Le développement de l'énergie atomique va mettre à la disposition des nations de nouveaux moyens de destruction. Les bombes atomiques actuellement à notre disposition ne représentent que la première phase de ce programme, et il n'y a pratiquement pas de limites au pouvoir de destruction qui sera rendu accessible au cours de leur production dans les prochaines années. En conséquence le pays qui crée le précédent d'utiliser de telles forces dans le but de détruire devra porter la responsabilité d'ouvrir la porte à une ère de destruction inimaginable.

Si après cette guerre l'on autorise des puissances rivales à disposer de tels moyens de destruction, les villes des Etats-Unis de même que celles d'autres pays seront placées en danger permanent d'être rayées de la carte, du jour au lendemain. Toutes les ressources matérielles et morales des Etats-Unis doivent être mobilisées pour empêcher la venue d'une telle catastrophe. Une telle prévention est pour le moment de la seule responsabilité des Etats-Unis du fait de son monopole en cette matière.
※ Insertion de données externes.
PR #329, opened 2019-03-21
support an optional fragmentUniqueKey from the serializer

shidel-dev:


shidel-dev:
see #329 for details on the use case for this pull request

shidel-dev:
I am curious if this would be better on the model definition, or is the serializer the best place to configure this, as it is responsible for reconciling responses?

jakesjews:
The serializer seems like the best place. Could you add in a quick test for this functionality?

PR #352, opened 2019-12-22
Repairing tests

basz:
Hi, 

following up on https://github.com/lytics/ember-data-model-fragments/issues/338 I decided we should first get the tests working again. To do that I've reviewed all dependencies and most importantly replaced the deprecated ember-cli-qunit with ember-qunit, which solved a deprecation warnings while running the tests.

Final note, support for node 6 was removed in ember 14, so I took it upon myself to remove that one too from the 'engines' property in packages.

Edit: ember-lts-2.16 and ember-lts-2.18 aren't supported in v4 according to the list. So I removed them too from the test runs


basz:
obviously, anything above 3.12 fails at the moment

jakesjews:
LGTM @workmanw what do you think?

PR #380, opened 2020-10-05
Feature/379 update blueprint

Gorzas:


package.json
```diff
@@ -68,5 +68,8 @@
   },
   "ember-addon": {
     "configPath": "tests/dummy/config"
+  },
```
patocallaghan, line 71: I don't think we should add the edition in the package.json until we update the version of ember-cli (we're currently on ember-cli 3.3)

patocallaghan: FYI I've started trying to upgrade ember-cli in https://github.com/lytics/ember-data-model-fragments/pull/385

blueprints/fragment/files/app/__path__/__name__.js
```diff
@@ -1,6 +1,6 @@
-import DS from 'ember-data';
-import MF from 'ember-data-model-fragments';
+<%= importedModules.length ? `import { ${importedModules} } from '@ember-data/model';` : '' %>
+import Fragment from 'ember-data-model-fragments/fragment';
 
-export default MF.Fragment.extend({
+export default class <%= classifiedModuleName %> extends Fragment {
   <%= attrs %>
```
patocallaghan, line 5: Could we remove the space here because having it indented results in the first `attr` being indented too far?

```suggestion
<%= attrs %>
```

package.json
patocallaghan: @Gorzas if you pull the latest changes from master you should be able to remove these changes now

patocallaghan (changes requested):
Just some final touch ups and we should be good to go 💪

blueprints/fragment/files/app/__path__/__name__.js
Gorzas: @patocallaghan doing some tests with the generator, I've found that the result with attributes isn't valid. Look what happens when I type `ember g fragment foo bar:string`:

```
import { attr } from '@ember-data/model';
import Fragment from 'ember-data-model-fragments/fragment';

export default class Foo extends Fragment {
  bar: attr('string')
}
```

So I'm going to fix that too.

PR #381, opened 2020-10-09
fix(hasDirtyAttributes): fix hasDirtyAttributes when resetting a property

VincentMolinie:
# Steps to reproduce the issue
- Changing a fragment
- Then changing a property
- And finally resetting the property to its old value

# Expected behaviour
`hasDirtyAttributes` should be `true`

# Current behaviour
`hasDirtyAttributes` is `false`

PR #383, opened 2020-10-26
show test failing with hasChangedAttributes

GuillaumeCisco:


patocallaghan:
@GuillaumeCisco Apologies I was on vacation for the last week. I wonder if you could put your potential dummy fix in this PR too and maybe update the description? If anything to generate discussion about how to properly fix it. I don't know a whole lot about the internals of RecordData but we can ping the relevant folks to get them to look

tests/unit/fragment_array_property_test.js
```diff
@@ -140,20 +140,25 @@ module('unit - `MF.fragmentArray` property', function(hooks) {
         region: 'Crownlands',
         country: 'Westeros'
       });
-      assert.deepEqual(person.changedAttributes().addresses, undefined, 'a frehsly pushed object has no changes');
+      assert.deepEqual(person.changedAttributes().addresses, undefined, 'a freshly pushed object has no changes');
+      assert.ok(!person._internalModel.hasChangedAttributes(), 'a freshly pushed object has no changed attributes');
```
patocallaghan, line 144: Does `hasDirtyAttributes` give us the same results as `person._internalModel.hasChangedAttributes()`?

GuillaumeCisco:
> @GuillaumeCisco Apologies I was on vacation for the last week. I wonder if you could put your potential dummy fix in this PR too and maybe update the description? If anything to generate discussion about how to properly fix it. I don't know a whole lot about the internals of RecordData but we can ping the relevant folks to get them to look

The PR with the fix can be found on my fork here: https://github.com/GuillaumeCisco/ember-data-model-fragments/pull/1
In fact, it looks like to me `hasChangedAttributes` has never been correctly handled... It looks like a copy/paste from the original ember-data.
I don't know neither about how works RecordData so I cannot provide a smarter fix, help is welcome here :)

tests/unit/fragment_array_property_test.js
GuillaumeCisco: I don't even know. I think it should by reading the [documentation](https://guides.emberjs.com/v3.22.0/models/creating-updating-and-deleting-records/)
But `hasChangedAttributes` is an internal method, and this is the one we need to update for fixing the bug in my case.
As `hasChangedAttributes` will be called as I developed it in earlier post.

patocallaghan:
@GuillaumeCisco I think we can close this PR. It appears that the fix in https://github.com/lytics/ember-data-model-fragments/pull/381 makes the test you created here pass. They also include a fix with their test.

patocallaghan:
The fix from #381 has been released in [v5.0.0-beta.1](https://github.com/adopted-ember-addons/ember-data-model-fragments/releases/tag/v5.0.0-beta.1)

Issue #375, opened 2020-08-19
5.0.0-beta.0 - normalization incomplete


basz:
I have a model with a cloudDrive status fragment that in turn has two more fragments. called context and failure.

Over a webstomp connection I receive updates to my models via `store.pushPayload(payload)`. The model correctly updates except if it does not exists in the store. When it does exist in the store all properties are correctly updated except for the nested fragments... (note the state property is correctly updated.

"status" : {
  "state": "checked-out",
  "context": {
    "adapter": "dropbox",
    "identity_id": "xxx-xxx-xxx-xxx-xxx",
    "order_number": "2.4",
    "order_status": "cad",
    "checkout_time": "2020-08-19T11:51:26.000Z"
  },
  "failure": {
    "message_code": null,
    "message": null,
    "details": []
  }
}

So. a button instructs the backend to perform a 'check-in'... This might fail due to some reason and the whole model is transmitted via webstomp as a json API payload. Pushing that payload does not update the failure fragment.

Any ideas where to look/debug. I have confirmed the received payload is correct.

```
"data": {
    "type": "dossier/order",
    "id": "xxx-xxx-xxx-xxx-xxx",
    "attributes": {
      // redacted
      "cloud-drive": {
        "state": "checked-out",
        "context": {
          "checkout_time": "2020-08-19T11:51:26+00:00",
          "identity_id": "xxx-xxx-xxx-xxx-xxx",
          "adapter": "dropbox",
          "order_status": "cad",
          "order_number": "2.4"
        },
        "failure": {
          "message_code": "dossier.checkInFailure.noMutationsDetected",
          "message": "No changes where detected. Has the cloud drive been fully synchronized?",
          "details": []
        }
      }
    },
  }
}
```

basz:
setting a fragment to null on a model seems to be the culprit here. I would guess the fragment is then either deleted or recreated from the defaultValue. Is that indeed what I may expect to happen?

patocallaghan:
@basz I think I'm seeing a similar issue to you. While it's not exactly the same it has the same characteristic where the fragment isn't populated after being `null` initially.

In our case we are creating a record which is only sparsely populated but the rest of the attributes are filled in by the response from the backend.

I've created a failing test in https://github.com/lytics/ember-data-model-fragments/pull/384 to replicate it and have confirmed it did work before the 5.0 refactor (my tests passed).

patocallaghan:
[...]

PR #384, opened 2020-11-05
Make sure we can update fragments/fragment arrays after they are initially set to null

patocallaghan:
This is a failing test which mimics the bug in https://github.com/lytics/ember-data-model-fragments/issues/375. This worked before the 5.0.0 beta.

I originally commented most of this in https://github.com/adopted-ember-addons/ember-data-model-fragments/issues/375#issuecomment-940076666. Essentially if you have a model/fragment which has a fragment array/fragment property set to `null` it will never update when a http response has those properties updated. I have confirmed running these failing tests on a v4 branch pass just fine.

I've tracked the bug down to the following lines of code in the `FragmentRecordData#didCommit` hook:

https://github.com/adopted-ember-addons/ember-data-model-fragments/blob/4f77b2d5ea08685230ec60b5a3ddd2b3d3a7ec6c/addon/record-data.js#L426-L433

Basically because the existing property is set to `null` the `fragment = this.serverFragments[key];` evaluates to `null`. This means the `if (fragment)` check fails and we don't commit the new data to the fragment with `fragment._didCommit(attributes[key]);`.

So I've spiked out a potential solution but I'm unsure if this should be the direction I should be taking. I don't have as much context how Model Fragments/RecordData works so any pointers would be appreciated. Essentially we need to recreate the fragment or fragmentArray if it is `null` on the record and then re-set it on the record. The API of `createFragment`, for example, is `createFragment(store, declaredModelName, record, key, options, data)` but I can't find any possible way to get access to the `record` at this point in the stacktrace so I need to do some hacky stuff to get access to the host record, i.e. setting the `this._record` class property which, to be honest, seems a bit janky.

image

It's also worth pointing out that I've ran this particular change against the Intercom test suite which has thousands of model fragment related tests and it works.

I've peppered comments throughout the source but this is more for comprehension for the reader. If I get an approval I'll remove any comments I don't think are necessary.

### DIFF
--- a/addon/record-data.js
+++ b/addon/record-data.js
@@ -27,18 +27,21 @@ export default class FragmentRecordData extends RecordData {
       super(identifier.type, identifier.id, identifier.clientId, store);
     }
 
+    // @patocallaghan - We need to keep a copy of the record so we can recreate the fragment/fragmentArray.
+    this._record = null;
     this.fragmentData = Object.create(null);
     this.serverFragments = Object.create(null);
     this.inFlightFragments = Object.create(null);
 
     this.fragments = Object.create(null);
-    this.fragmentNames = [];
+    // @patocallaghan - We need to keep the fragment definitions for later on in case we need recreate the fragment or fragmentArray
+    this.fragmentDefs = Object.create(null);
     let defs = store.attributesDefinitionFor(identifier.type, identifier.id, identifier.lid);
 
     Object.keys(defs).forEach(key => {
       let options = defs[key];
       if (options.isFragment) {
-        this.fragmentNames.push(key);
+        this.fragmentDefs[key] = defs[key];
       }
     });
     fragmentRecordDatas.set(identifier, this);
@@ -54,6 +57,8 @@ export default class FragmentRecordData extends RecordData {
   }
 
   setupFragment(key, options, declaredModelName, record) {
+    // @patocallaghan -  This is extremely janky way of making sure we always have a copy of the record saved. There must be a better way of doing this?
+    this._record = record;
     let data = this.getFragmentDataWithDefault(key, options, 'object');
     let fragment = this.fragments[key];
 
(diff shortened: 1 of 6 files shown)


addon/record-data.js
```diff
@@ -27,18 +27,21 @@ export default class FragmentRecordData extends RecordData {
...
 
+    // @patocallaghan - We need to keep a copy of the record so we can recreate the fragment/fragmentArray. There must be a better way to do this?
+    this._record = null;
     this.fragmentData = Object.create(null);
     this.serverFragments = Object.create(null);
     this.inFlightFragments = Object.create(null);
 
     this.fragments = Object.create(null);
-    this.fragmentNames = [];
+    // @patocallaghan - We need to keep the fragment definitions for later on in case we need recreate the fragment or fragmentArray
```
patocallaghan, line 37: `fragmentDefs` are used in https://github.com/adopted-ember-addons/ember-data-model-fragments/pull/384/files#diff-a559085745304ba03c26083bacebf245f8ef7540dc430c48fcdb95327c49e5e1R445 when recreating the fragments/fragment arrays. There's no point keeping around `fragmentNames` as they can be inferred from `fragmentDefs`.

addon/record-data.js
```diff
@@ -27,18 +27,21 @@ export default class FragmentRecordData extends RecordData {
       super(identifier.type, identifier.id, identifier.clientId, store);
     }
 
+    // @patocallaghan - We need to keep a copy of the record so we can recreate the fragment/fragmentArray.
+    this._record = null;
```
patocallaghan, line 31: I couldn't find some "happy path" to retrieve a record from `RecordData` so I resort to setting this private field throughout the various hooks where the record is passed through.

patocallaghan:
@knownasilya @ro0gr any thoughts on this? It's another `null` related bug where if a fragment/fragment array is `null` and a non-null server response comes in, it never gets updated.

patocallaghan:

Cette nouvelle puissance physique dont dispose l'Amérique la force à la retenue et si nous devions en-freindre cette obligation notre image en souffrirait dans le monde et pour nous-mêmes. Dès lors il nous serait très difficile de ne pas prendre la responsabilité de contrôler ces forces devenues disponibles.

A la vue de ce qui précède, nous soussignés, vous adressons respectueusement une pétition : première-ment que vous exerciez votre pouvoir de commandant en chef pour décider de ne pas recourir à l'usage de la bombe que si les conditions de reddition imposées au Japon sont rendues publiques dans le détail et que si le Japon dûment informé refuse de se rendre; deuxièmement. que dans une telle éventualité la décision d'utiliser ou non la bombe atomique soit prise par vous à la lumière des considérations exposées dans cette pétition ainsi que des autres responsabilités morales qui y sont liées.

Plusieurs signatures dont celles de Ep. Wigner et Léo Szillard.